Calton Hill had a population of 1,482 at the 2018 New Zealand census, an increase of 48 people (3.3%) since the 2013 census, and a decrease of 42 people (−2.8%) since the 2006 census. There were 582 households, comprising 726 males and 753 females, giving a sex ratio of 0.96 males per female. The median age was 32.2 years (compared with 37.4 years nationally), with 342 people (23.1%) aged under 15 years, 351 (23.7%) aged 15 to 29, 681 (46.0%) aged 30 to 64, and 108 (7.3%) aged 65 or older.

Ethnicities were 84.0% European/Pākehā, 13.6% Māori, 7.5% Pasifika, 4.3% Asian, and 5.7% other ethnicities. People may identify with more than one ethnicity.

The percentage of people born overseas was 14.4, compared with 27.1% nationally.

Although some people chose not to answer the census's question about religious affiliation, 59.1% had no religion, 25.1% were Christian, 0.6% had Māori religious beliefs, 1.4% were Hindu, 1.6% were Muslim, 0.6% were Buddhist and 3.0% had other religions.

Of those at least 15 years old, 189 (16.6%) people had a bachelor's or higher degree, and 219 (19.2%) people had no formal qualifications. The median income was $28,000, compared with $31,800 nationally. 78 people (6.8%) earned over $70,000 compared to 17.2% nationally. The employment status of those at least 15 was that 582 (51.1%) people were employed full-time, 174 (15.3%) were part-time, and 63 (5.5%) were unemployed.

A high proportion of Calton Hill residents are of low socio-economic status compared to those of other suburbs of Dunedin, with a significant proportion of the households being in the Riselaw Road state-owned housing areas built during the 1950s and 1960s.

== Governance ==
Calton Hill falls within Dunedin City and is under the governance of Dunedin City Council and the Otago Regional Council. The area is not represented by any of Dunedin's six community boards, but is solely part of the greater area of the city of Dunedin. Public health services are under the management of the Southern District Health Board. Indigenous governance of Calton Hill falls within the takiwa of the Otakou Runaka, one of the 18 hapū of the Kāi Tahu iwi.

Nationally, Calton Hill falls within the Taieri electorate. As of 2022, the MP for Taieri is Ingrid Leary (Labour). Calton Hill is also part of Te Tai Tonga electorate, one of the country's seven Māori seats.
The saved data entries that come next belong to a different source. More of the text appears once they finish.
Issue #7836, opened 2026-09-10
main is red: a package-qualified name does not resolve inside an EVAL made from another compunit (Test's throws-like/use-ok), breaking 3 batteries


tokuhirom:
## Summary

`main` is currently **red on the `test` job**, at the bundled-library gate. Every PR inherits it, because a PR's checks run the merge ref:

```
=== summary: 287/311 test files pass (3 excluded) ===
  REGRESSION: whitelisted 'DateTime::Parse	01-basic.t' did not pass this run
  REGRESSION: whitelisted 'Encode	01-basic.t' did not pass this run
  REGRESSION: whitelisted 'Log::Async	08-use.rakutest' did not pass this run
GATE FAILED: a bundled library regressed below its recorded baseline.
```

All three have **one root cause**: a **package-qualified name** fails to resolve inside a string `EVAL`'d from a *different* compunit than the one that `use`d the package. `Test`'s `throws-like` / `use-ok` / `lives-ok` EVAL their code-string argument from inside `Test.rakumod`, which never `use`d the module under test.

- `DateTime::Parse 01-basic.t` → `Could not find symbol 'DateTime::Parse'`
- `Encode 01-basic.t` → `Could not find symbol 'Encode::decode'`
- `Log::Async 08-use.rakutest` → `Could not find symbol 'Terminal::ANSI::OO'`

## Where it came from

| main commit | `test` job |
|---|---|
| `597d8ee` (#7826) | **green** (only `jit-stress` red) |
| `dbcd043` (#7830 — vendored `Test` as the default provider) | run cancelled |
| `abcad7f` (#7808 — gate package-qualified names by which compunit `use`d the package) | run cancelled |
| `a3fb606` | **red**, these three |

Two commits interact, and the toggle proves it — same binary, same script:

```
$ ./target/release/mutsu tmp/repro-min.raku            # vendored Test (default since #7830)
not ok 2 - throws-like resolves Widget::make too
    # Got:      Could not find symbol 'Widget::make'

$ MUTSU_REAL_TEST=0 ./target/release/mutsu tmp/repro-min.raku    # native TAP provider
ok 2 - throws-like resolves Widget::make too
```

So **#7830 exposed it** (it moved `throws-like`'s `EVAL` from native Rust into a real Raku compunit) and **#7808's compunit gating is the mechanism**. Neither is wrong on its own; the gate is just too strict for an `EVAL` that should compile in its *caller's* lexical scope.

## Minimal repro

[...]

PR #7840, opened 2026-09-10
fix: an undefined Any does not answer Cool's methods

### LINKED ISSUE #7773: A known method name called on an undefined value returns `(Any)` instead of throwing
Calling a method that exists on some other type, on an **undefined** value,
quietly answers `(Any)` instead of throwing `No such method`.

## Repro

```
my $x; say $x.comb(/\w+/);   # mutsu (Any)   raku No such method 'comb' for invocant of type 'Any'
```

The doc example that found it shows the shape that matters — the bad value
travels on into a data structure:

```
my $formatted-text;
my @words = "Abe", "Lincoln";
@words.push("said", $formatted-text.comb(/\w+/));
say @words;
```
- raku:  `No such method 'comb' for invocant of type 'Any'`
- mutsu: `[Abe Lincoln said (Any)]`

## Control that is CORRECT

```
my $x; say $x.no-such-method;   # No such method 'no-such-method' for invocant of type 'Any'   in BOTH
```

So the `No such method` path exists and works for a name nothing defines. What
goes wrong is a name that IS defined elsewhere (`comb` on `Cool`): the dispatch
apparently resolves it on the undefined invocant and returns a type object
rather than refusing.

## Doc rows this covers (2026-09-09 sweep)

`Language/objects.rakudoc:48`, and the `Language/perl-nutshell.rakudoc` cluster
at `:86`, `:200`, `:816`, `:1011`, `:1027`, `:1260`, `:1268`, which all call a
method on an undeclared (hence `Any`) variable and expect raku's diagnostic.

Found by the error-parity oracle mode added on 2026-09-09 — every one of these
blocks used to be discarded as "no oracle" because raku exits non-zero on them.

## Acceptance

- Both repros throw, with raku's message and exception type.
- Methods that *are* defined on `Mu`/`Any` for a type object still work
  (`.defined`, `.^name`, `.gist`, `.raku`, `.Str` where raku allows it) — the
  fix must not turn every type-object method call into an error.
- A `t/` pin covering: a `Cool` method on `Any`, an unknown method on `Any`,
  and the allowed `Mu` methods as controls.

tokuhirom:
`Any` is not a `Cool` — it is the other way round — so `uc`, `chars`, `comb`, `abs`, `substr` and the rest of that surface do not exist on an undefined invocant. raku throws; mutsu answered a **value**.

```
my $x; say $x.comb(/\w+/);   # raku: No such method 'comb' for invocant of type 'Any'
                             # mutsu: (Any)
```

## Root cause

By-name native dispatch. Its cascades recognize the method NAME, stringify the receiver and answer out of that string — and a type object stringifies to its gist. So `$x.comb(/\w+/)` combed the literal text `"(Any)"` and returned `("Any",)`. Likewise `.uc` → `"(ANY)"`, `.chars` and `.bytes` → `5`, `.IO` → an `IO::Path` for a file named `(Any)`.

That is worse than a missing method: the wrong value does not stop, it travels. The documentation example that turned it up (`Language/objects.rakudoc:48`, plus a cluster of seven rows in `perl-nutshell.rakudoc`) pushes it straight into an array.

```raku
my $formatted-text;
my @words = "Abe", "Lincoln";
@words.push("said", $formatted-text.comb(/\w+/));
say @words;                      # raku: dies.  mutsu: [Abe Lincoln said (Any)]
```

## Fix

This is [ADR-0051](https://github.com/tokuhirom/mutsu/blob/main/docs/adr/0051-type-ancestry-has-one-oracle-and-an-unresolved-method-throws.md)'s **P4 rule** — "an unresolved `Cool`-only method throws rather than stringifying the receiver" — applied to the one receiver shape its gates never saw. Those gates sit inside a `ValueView::Instance` arm, so the `Any`/`Mu` **type object** walked straight past them into the cascades.

`src/runtime/any_cool_method_gate.rs` is the missing arm, wired into **both** dispatch entries: `call_method_with_values` (the interpreter) and `try_native_method` (the opcode path, which reaches the cascades without passing through the first — the 0-arg `.uc` shape proved it needed its own gate).

The gated name set is the union of two independently raku-verified sources, and neither subsumes the other:

| source | contributes |
| --- | --- |
| ADR-0051's curated `cool_only_builtin_method` | names with no `Cool` row of their own — `bytes`, `lazy`, `race`, `Date`, `parse-base` |
| the generated row catalog (`Cool` rows − `Any`/`Mu` rows) | rows the list predates — `printf`, `is-prime`, `indices`, the native-int coercion family |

==Infrastructure and schools==

Community facilities include two public bus services, Calton Hill Community Hall, the Dunedin Public Library Book bus (which visits the suburb once a week), two children's playground areas, and sports fields alongside the primary school. Potential public recreation areas lie to the north with a forest reserve, and to the south with underutilised sports grounds and bordering farmland. The closest commercial/retail area is in South Road, Caversham. Residents are serviced by two retail food businesses on opposite ends of Riselaw Road. There are a few home-based businesses, but the area is primarily residential.

Originally Riselaw Road School was a hub for the community. Now, the local primary school has been amalgamated and renamed as Carisbrook School Heights Site. It has two classes on its roll. In 2020 it is now Southern Health School. Adjacent to the school is the Riselaw Road Playcentre. The nearest secondary schools are Queen's High School and King's High School located in Forbury, 2–3 km to the south on the boundary between South Dunedin and St Kilda.